◆ Task instructions ◆
All lines of the records below that contain the word "agents" must be listed.

━━━━━ Excerpted data

PR #9585, opened 2026-08-17
fix: external agents crash the background streaming route with raw ev…

kausmeows:
## Summary

`POST /agents/{id}/runs` with `stream=true&background=true` returns a 500 for
external framework agents (LangGraph, Claude, DSPy, etc.):

```
AttributeError: 'RunStartedEvent' object has no attribute 'encode'
```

━━━━━━━━━━

◆ Task response ◆
fix: external agents crash the background streaming route with raw ev…
`POST /agents/{id}/runs` with `stream=true&background=true` returns a 500 for
external framework agents (LangGraph, Claude, DSPy, etc.):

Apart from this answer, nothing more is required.